Open gabfssilva opened 4 years ago
A Debezium connector sounds like a great idea. I took a look at the docs you mentioned. In the "Advanced Record Consuming" section it describes creating your own implementation to handle source batches of records. If calling the RecordCommitter
controls when the next batch is sent, then a Debezium Source
stage would only commit to request the next batch when there's a demand request.
https://debezium.io/documentation/reference/1.0/operations/embedded.html#advanced-consuming
I don't know enough about Debezium to know how failure recovery and/or restarts would work. How do you resume from some last known position? Is the state managed in whatever state store you configure with database.history
?
I think it has to do with offset.storage
properties. There's other thing we have to look up to see if it fits well with Akka Streams. I'm afraid it relies on blocking RPC calls. It's not that big of a problem, but, it has to be very well documented.
It seems like the behavior of RecordCommitter
is just like you said. This way will be easy to implement backpressure.
I'll run some tests myself to be sure about this one, but, looks promising.
Sounds good. Looking forward to your analysis.
As I suspected, Debezium has no asynchronous backpressure mechanism. I opened a PR and commented about it with a possible solution. If it's a viable one or not, I'm not sure.
Hi, I wonder what is the status of this issue, if there is currently a workaround, best practice self implementation and so on
Short description
Implement Debezium connector
Details
Debezium is a Change Data Capture (CDC) kafka connector that integrates with several databases. Although Debezium is a kafka connector, it also works as a standalone tool: https://debezium.io/documentation/reference/1.0/operations/embedded.html
The idea here is to use Debezium as a CDC source. The only issue is understand how backpressure would work here.
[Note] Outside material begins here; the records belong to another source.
PR #655, opened 2019-10-18
Fixes #654 update covariate API

### LINKED ISSUE #654: Update IndividualValueCache to support array instead of list for all covariates properties

msevestre:


msevestre:
@Yuri05 Just make sure that we return arrray and not list so that we can use in R

PR #1236, opened 2021-07-28
Visual fixes

### LINKED ISSUE #1234: Importer: Table alignments
Preview table is a bit wider than the preview plot

image

abdelr:
Fixes #1234 (Fixing table alignment and hiding the row indicator panel)


abdelr:
It also hides the row indicator panel on the grid for the preview (requested by Pavel today) and the raw view of the excel which was not discussed today but should be handled in the same manner as the preview of the data repository in my opinion.

PR #1237, opened 2021-08-04
1167 integration tests

georgeDaskalakis:


tests/OSPSuite.Presentation.Tests/OSPSuite.Presentation.Tests.csproj
```diff
@@ -14,7 +14,7 @@
 
   <ItemGroup>
     <PackageReference Include="FakeItEasy" Version="6.2.1" />
-    <PackageReference Include="Microsoft.Extensions.Logging.Abstractions" Version="3.1.5" />
+    <PackageReference Include="Microsoft.Extensions.Logging.Abstractions" Version="3.1.0" />
```
Yuri05, line 17: @georgeDaskalakis Downgrading the package?

georgeDaskalakis: @Yuri05 there were errors because the same package in Core has version 3.1.0. I opted for changing the package version here, since it is just a test project, instead of updating the Core package. Of course if you think it is preferable, I can change update the version in all other projects in the solution to be 3.1.5

Yuri05: I think it's ok to keep it like this (would try to make as few changes to Core as possible until V10 release).
Just wanted to make sure it's not an "unintended change" :)

tests/OSPSuite.Core.IntegrationTests/OSPSuite.Core.IntegrationTests.csproj
```diff
@@ -49,7 +49,10 @@
   <ItemGroup>
     <ProjectReference Include="..\..\src\OSPSuite.Core\OSPSuite.Core.csproj" />
     <ProjectReference Include="..\..\src\OSPSuite.Infrastructure.Castle\OSPSuite.Infrastructure.Castle.csproj" />
+    <ProjectReference Include="..\..\src\OSPSuite.Infrastructure.Import\OSPSuite.Infrastructure.Import.csproj" />
     <ProjectReference Include="..\..\src\OSPSuite.Infrastructure\OSPSuite.Infrastructure.csproj" />
+    <ProjectReference Include="..\..\src\OSPSuite.Presentation\OSPSuite.Presentation.csproj" />
+    <ProjectReference Include="..\..\src\OSPSuite.UI\OSPSuite.UI.csproj" />
```
msevestre, line 55: why is the UI requiured?

tests/OSPSuite.Presentation.Tests/Services/DataImporterSpecs.cs
```diff
@@ -0,0 +1,291 @@
...
+      [Observation]
+      public void should_return_empty_on_invalid_file_name()
+      {
+         sut.ImportFromConfiguration(_importerConfiguration, _metaDataCategories, _columnInfos, _dataImporterSettings,
+            getFileFullName(
+               "")).Count.ShouldBeEqualTo(0);
+      }
+
+      [Observation]
+      public void should_return_null_on_non_existent_file_name()
```
msevestre, line 184: name does not match what's tested (null vs 0)

tests/OSPSuite.Presentation.Tests/Services/DataImporterSpecs.cs
```diff
@@ -0,0 +1,291 @@
...
+      [Observation]
+      public void should_import_simple_data_from_excel()
+      {
+         sut.ImportFromConfiguration(_importerConfiguration, _metaDataCategories, _columnInfos, _dataImporterSettings,
+            getFileFullName(
+               "IntegrationSample1.xlsx")).Count.ShouldBeEqualTo(1);
+      }
+
+      [Observation]
+      public void use_sheet_names_when_importing_simple_data_from_csv()
```
msevestre, line 168: Name does not seem to match what's tested

tests/OSPSuite.Presentation.Tests/Services/DataImporterSpecs.cs
```diff
@@ -0,0 +1,291 @@
...
+      public void should_throw_on_invalid_file_type()
+      {
+         sut.ImportFromConfiguration(_importerConfiguration, _metaDataCategories, _columnInfos, _dataImporterSettings,
+            getFileFullName(
+               "simple.pkml")).Count.ShouldBeEqualTo(0);
+         A.CallTo(() => _dialogCreator.MessageBoxError(Error.UnsupportedFileType)).MustHaveHappened();
+      }
+
+      [Observation]
+      public void should_return_null_on_invalid_file_format()
```
msevestre, line 201: same here

msevestre (changes requested):

tests/OSPSuite.Presentation.Tests/OSPSuite.Presentation.Tests.csproj
georgeDaskalakis: Is it then OK if I update the version in Core to 3.1.5? Locally there seem to be no problems with such a change.

msevestre: No. See comment below
The version in core should be 3.1.0. so you're changes are ok (downgrade is good)

tests/OSPSuite.Core.IntegrationTests/OSPSuite.Core.IntegrationTests.csproj
georgeDaskalakis: in order to register the ICsvSeparatorSelector implementation. Since we are testing end to end importing from files, the instantiation of the objects needs a ICsvSeparatorSelector registration.

msevestre: Why is the CsvSeparatorSelector in UI then? Integrationtests should never rely on UI

tests/OSPSuite.Presentation.Tests/Services/DataImporterSpecs.cs
georgeDaskalakis: fixed

tests/OSPSuite.Core.IntegrationTests/OSPSuite.Core.IntegrationTests.csproj
georgeDaskalakis: Actually you are right, I think I have to fake this anyway. I will change this.

tests/OSPSuite.Presentation.Tests/Services/DataImporterSpecs.cs
georgeDaskalakis: name and test functionality corrected

tests/OSPSuite.Presentation.Tests/OSPSuite.Presentation.Tests.csproj
georgeDaskalakis: OK I ll leave it that way. Sorry for the misunderstanding.

tests/OSPSuite.Presentation.Tests/Services/DataImporterSpecs.cs
```diff
@@ -0,0 +1,291 @@
...
+      public void should_return_empty_on_invalid_file_format()
+      {
+         sut.ImportFromConfiguration(_importerConfiguration, _metaDataCategories, _columnInfos, _dataImporterSettings,
+            getFileFullName(
+               "sample1.xlsx")).Count.ShouldBeEqualTo(0);
+      }
+
+      //currently not working
+      /*
+            [Observation]
```
Yuri05, line 210: should we uncomment the test and just add `[Ignore]` ?

georgeDaskalakis: I have ignored the test for now, but good that you saw that Yuri. It addresses an exception handling issue that we should talk about. I am going to create an issue about this.

Issue #1245, opened 2021-08-09
Importer: Check OnEvent() used throughout importer UI


georgeDaskalakis:
Since we have had some occasions of totally unhandled exceptions that were breaking the application during the testing phase, it does make sense to chec that in the importer code OnEvent() is being used everywhere to avoid such behaviour. This is especially important to make sure the changes of #1240 do not create any such behaviour.

PR #1252, opened 2021-08-12
#1245 fixed

georgeDaskalakis:
Because of the nature of the changes I would say no unit tests are needed for this specific PR. Also ,to be honest, I am not sure where I should write a test to actually catch an exception that would go unhandled because of a missing OnEvent().

### DIFF
--- a/src/OSPSuite.UI/Views/Importer/ImporterDataView.cs
+++ b/src/OSPSuite.UI/Views/Importer/ImporterDataView.cs
@@ -60,17 +60,17 @@ namespace OSPSuite.UI.Views.Importer
 
          var customButton = new CustomHeaderButton(ButtonPredefines.Combo) { ToolTip = "Select Page" };
          importerTabControl.CustomHeaderButtons.Add(customButton);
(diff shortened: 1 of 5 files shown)


src/OSPSuite.UI/Views/Importer/ImporterDataView.cs
```diff
@@ -60,17 +60,17 @@ public override void InitializeResources()
...
 
-      private void onTabControlCustomHeaderButtonClick(object sender, CustomHeaderButtonEventArgs e)
+      private void onTabControlCustomHeaderButtonClick()
       {
          var popupMenu = new DXPopupMenu { MenuViewType = MenuViewType.Menu };
          foreach (XtraTabPage page in importerTabControl.TabPages)
          {
             var menuitem = new DXMenuItem(page.Text);
-            menuitem.Click += onPageListMenuItemClick;
+            menuitem.Click += (s, a) => OnEvent(onPageListMenuItemClick, s, a);
```
msevestre, line 73: typicall s, a are called o, e lol. Let's try to be consistent next time :)

msevestre (approved):

PR #1274, opened 2021-08-29
#1264 fixed

### LINKED ISSUE #1264: DataImporter: Dimension gets reset
[CompiledDataSet.xlsx](https://github.com/Open-Systems-Pharmacology/OSPSuite.Core/files/7047539/CompiledDataSet.xlsx)

1) Start import process and select the attached file
2) Correct unit/dimension is recognized for "Measurement": 
image
3) Click on the unit edit field of the measurement - the first dimension in the list (for PK-Sim "Concentration (molar)") is selected:

image

georgeDaskalakis:
close #1264


georgeDaskalakis:
Here, the bugf waws coming because of the event in the view of the comboBox change in the Ui getting triggered before the complete initialization of the presenter with data - that's why no unit test, since because of the UI involved it would be kind of complicated to write one.

src/OSPSuite.Presentation/Presenters/Importer/UnitsEditorPresenter.cs
```diff
@@ -50,7 +50,9 @@ public void SelectDimension(string dimensionName)
                         _dimensions.FirstOrDefault() ??
                         Constants.Dimension.NO_DIMENSION;
 
-            _selectedUnit = Dimension.DefaultUnit.Name;
+            if (_selectedUnit == null || !Dimension.HasUnit(_selectedUnit))
```
msevestre, line 53: I think this would benefit from comments explaining how the unit can not be part of the dimension available units
Also there is a defaultUnitName method I think

msevestre (changes requested):
Can you add some comments explaining why the order matters? It will be too easy to mess it up again later

PR #1276, opened 2021-08-29
WIP 1262

georgeDaskalakis:
Just adding some null checks suggested by ReSharper, although not sure the error came form those. 

The way that error occured, it seems that by clicking from one field to another in the columnMappingView, the transformation to data repository was called with a null unit. I discussed with Abdel adding a check for that and triggering an error, but we decided against it: this should never really happen, and if it does it means something in the functionality before went terribly wrong. In that case it would actualy be better to get the exception, instead of an error message.


msevestre:
@georgeDaskalakis Do you want me to review this? Or what is the status here?

georgeDaskalakis:
@msevestre if you agree with the description, you can review and then we can merge and the issue can be coinsidered resolved. Otherwise we can discuss this further.

msevestre:
it was in draft mode...that's why I asked :)

PR #1278, opened 2021-08-30
mapping view is now wider

### LINKED ISSUE #1257: Make the MappingSettings a bit wider
After renaming some of the columns, they are now cut by default
image

Let's make it a bit wider
image

abdelr:
Fixes #1257 (wider mapping view)


msevestre:
Suggestion. Put screenshots before and after in PR. OTherwise, I can't seen how it has changed

PR #1282, opened 2021-08-30
CreateConfigurationFor accepts the sheetName

### LINKED ISSUE #1271: DataImporterTask.CreateConfigurationFor should accept sheet name
`CreateConfigurationFor(string dataPath)` should also accept sheet name for which the configuration should be created (instead of always using the first sheet only).

abdelr:
Fixes #1271 (Accepts sheetName when creating a configuration from a data file)


src/OSPSuite.Infrastructure.Import/Core/DataFormat/AbstractColumnsDataFormat.cs
```diff
@@ -163,7 +163,7 @@ protected virtual void ExtractNonQualifiedHeadings(List<string> keys, List<strin
       protected virtual void ExtractGeneralParameters(List<string> keys, IUnformattedData data, IReadOnlyList<MetaDataCategory> metaDataCategories, ref double rank)
       {
          var columnsCopy = keys.ToList();
-         foreach (var header in columnsCopy.Where(h => metaDataCategories.Any(c => c.Name == h)))
+         foreach (var header in columnsCopy.Where(h => metaDataCategories.Select(c => c.Name).FindHeader(h) != null))
```
abdelr, line 166: Additional code change to ensure that the search for the metadata is not case sensitive

src/OSPSuite.R/Services/DataImporter.cs
```diff
@@ -191,10 +191,17 @@ private ColumnInfo createErrorColumn(ColumnInfo timeColumn, ColumnInfo concentra
          return errorInfo;
       }
 
-      public ImporterConfiguration ConfigurationFromData(string dataPath, IReadOnlyList<ColumnInfo> columnInfos, IReadOnlyList<MetaDataCategory> metaDataCategories)
+      public ImporterConfiguration ConfigurationFromData(string dataPath, IReadOnlyList<ColumnInfo> columnInfos, IReadOnlyList<MetaDataCategory> metaDataCategories, string sheetName)
```
msevestre, line 194: I don't understand WHY we have exactly the same code between R services and Presentation Service.s Shouldn't that be a common service?🤔

src/OSPSuite.R/Services/DataImporterTask.cs
```diff
@@ -17,9 +17,9 @@ public interface IDataImporterTask
    {
       ImporterConfiguration CreateConfiguration();
       ImporterConfiguration GetConfiguration(string filePath);
-      ImporterConfiguration CreateConfigurationFor(string dataPath);
+      ImporterConfiguration CreateConfigurationFor(string dataPath, string sheetName = null);
       void SaveConfiguration(ImporterConfiguration configuration, string path);
-      IReadOnlyList<DataRepository> ImportExcelFromConfiguration(string configurationPath, string dataPath);
+      IReadOnlyList<DataRepository> ImportExcelFromConfiguration(string configurationPath, string dataPath = null);
```
msevestre, line 22: Why this change here?

msevestre (commented):
Some minor questions

src/OSPSuite.R/Services/DataImporter.cs
abdelr: You are right... Already created an abstract base class 🤔

src/OSPSuite.R/Services/DataImporterTask.cs
abdelr: So you can define the sheet to use as base for the configuration (similar to reset mappings based on current sheet on the UI) or leave it null and then use the first sheet (default behavior)

msevestre: Why is this called dataPath and not sheet?

msevestre:
@abdelr Going to merge but probably that parameter should be renamed

PR #1284, opened 2021-09-01
Fixes #1283 downgrad

### LINKED ISSUE #1283: Downgrad ISharp to 1.2.0

msevestre:
@PavelBal @georgeDaskalakis 
Going to depend expliicitely on the version 1.2.0 in core as well....just to see if we can load the damn stuff

### DIFF
--- a/src/OSPSuite.Infrastructure/OSPSuite.Infrastructure.csproj
+++ b/src/OSPSuite.Infrastructure/OSPSuite.Infrastructure.csproj
@@ -44,7 +44,7 @@
     <PackageReference Include="OSPSuite.Utility" Version="4.0.0.4" />
     <PackageReference Include="Serilog" Version="2.10.0" />
     <PackageReference Include="Serilog.Extensions.Logging.File" Version="2.0.0" />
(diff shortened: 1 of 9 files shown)


src/OSPSuite.Infrastructure/OSPSuite.Infrastructure.csproj
```diff
@@ -44,7 +44,7 @@
     <PackageReference Include="OSPSuite.Utility" Version="4.0.0.4" />
     <PackageReference Include="Serilog" Version="2.10.0" />
     <PackageReference Include="Serilog.Extensions.Logging.File" Version="2.0.0" />
-    <PackageReference Include="SharpZipLib" Version="1.3.1" />
+    <PackageReference Include="SharpZipLib" Version="1.2.0" />
```
msevestre, line 47: This is the change here

msevestre (commented):
@PavelBal For some reason, mpoi used by PKSim and MoBi is the net45 version and not the ,net standard version. That's why we have a difference. We need to make it work for the .netstandard version otherwise it won't work under linux

PR #1287, opened 2021-09-01
Null check

### LINKED ISSUE #1286: DataRepository editor crashes on null values for extended properties.
Extended properties should not have empty values on the first place so the source of the problem should also be solved but for the time being, in case a pkml file is corrupted, the editor should not crash.

abdelr:
Fixes #1286 (Should not crash when editing observed data with null values on extended properties)

### DIFF
--- a/src/OSPSuite.Core/Domain/Data/DataRespositoryExtensions.cs
+++ b/src/OSPSuite.Core/Domain/Data/DataRespositoryExtensions.cs
@@ -44,7 +44,7 @@ namespace OSPSuite.Core.Domain.Data
       private static string valueMapper(IEnumerable<IExtendedProperty> properties, IExtendedProperty value)
       {
          if (value.ValueAsObject == null)
-            return "";
+            return string.Empty;
          return valueMapper(properties, value.ValueAsObject.ToString());
       }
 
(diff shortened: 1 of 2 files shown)


abdelr:
@msevestre I did not create any test since it is just a null check. If you think we should still have the test, please, let me know.

src/OSPSuite.Core/Domain/Data/DataRespositoryExtensions.cs
```diff
@@ -43,6 +43,8 @@ public static DataColumn FirstDataColumn(this DataRepository dataRepository)
 
       private static string valueMapper(IEnumerable<IExtendedProperty> properties, IExtendedProperty value)
       {
+         if (value.ValueAsObject == null)
+            return "";
```
msevestre, line 47: string.empty instead of "" please

msevestre: and in fact, it might work to just use ? in `value.ValueAsObject?.ToString()`

Last, please add a test :)

msevestre (changes requested):

src/OSPSuite.Core/Domain/Data/DataRespositoryExtensions.cs
abdelr: I tried yesterday with value.ValueAsObject?.ToString() but did not work. Today, after writing the test I tried again and it still throws  so I just switch to string.Empty.

Issue #1293, opened 2021-09-09
Importer: update issue for the "Molecular weight" mapping


PavelBal:
If the default configuration has no column assigned to the field "Molecular weight":

![image](https://user-images.githubusercontent.com/25903040/132692751-4fd2512a-9cbc-49fe-a0df-465e91ae9493.png)

And a field is manually assigned, the "x"-button for clearing the mapping is grayed out until the "manual"-field is selected by the user.

![image](https://user-images.githubusercontent.com/25903040/132692873-12c47820-6fbd-435e-9434-921d9b474fc3.png)
It only becomes active when clicking on the field "Edit extra fields". This is misleading, as I first though this mapping cannot be cleared at all.

PR #1294, opened 2021-09-09
#1293 fixed

georgeDaskalakis:
The issue #1293 arises because the grid does not get refreshed after the cell value gets changed. The event subscription is in line 53 in the ColumnMappingView

columnMappingGridView.CellValueChanged += (o, e) => OnEvent(_presenter.ValidateMapping);

Incorporating the refreshing of the data in the validateMapping solves the issue, but I am not sure it is optimal design - although the do get called together most of the time and refreshing the data after validation does make sense. @msevestre do you think I should create a new function in the presenter for these two calls or keep the changes the way they are now?


msevestre:
I think this is ok. Maybe you could add the comment explaining why the refreshData is required ? I'll wait until tomorrow morning to merge this (my time)

georgeDaskalakis:
Comment added :)

PR #1299, opened 2021-09-14
Fixes #1298 find unit case sensitive

### LINKED ISSUE #1298: ospsuite::toBaseUnit should be case insensitive
@sfrechen commented on [Mon Sep 13 2021](https://github.com/Open-Systems-Pharmacology/OSPSuite-R/issues/614)

The input argument `unit` should be converted to lower before being processed.

Ottherwise, the function throws an error, if for example `µg/L` is given instead of `µg/l`.
However, both should work!

---

@msevestre commented on [Tue Sep 14 2021](https://github.com/Open-Systems-Pharmacology/OSPSuite-R/issues/614#issuecomment-919256830)

This needs to be done in .NET

msevestre:


src/OSPSuite.Infrastructure.Import/Services/SimulationPKAnalysesImporter.cs
```diff
@@ -108,7 +108,7 @@ private double convertValueToCoreValue(IDimension dimension, double valueInUnit,
       {
          var unit = dimension.Unit(unitName);
          if (unit == null)
-            throw new OSPSuiteException(Error.UnitIsNotDefinedInDimension(dimension.Name, unitName));
+            throw new OSPSuiteException(Error.UnitIsNotDefinedInDimension(unitName, dimension.Name));
```
msevestre, line 111: nice twist here..

src/OSPSuite.R/Services/DimensionTask.cs
```diff
@@ -92,7 +94,11 @@ public DimensionTask(IDimensionFactory dimensionFactory)
          _dimensionFactory = dimensionFactory;
       }
 
-      public bool HasUnit(string dimensionName, string unit) => DimensionByName(dimensionName).HasUnit(unit);
+      public bool HasUnit(string dimensionName, string unit)
+      {
+         var dimension = DimensionByName(dimensionName);
+         return dimension.HasUnit(unit) || dimension.SupportsUnit(unit, ignoreCase: true);
```
msevestre: for R, I am enhancing this check to return also if there is a case sensitive counter part

Yuri05 (approved):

I also noticied there's already a PR with a CDC connector for PostgreSQL (#891), but, be able to use CDC with other databases is a nice to have.
As I create this request, the lastest final version supports the following databases:
Apache Camel already has a component for it (actually, there are a few: one for each database). We could check on how they implement it and see if it's a viable solution for Alpakka.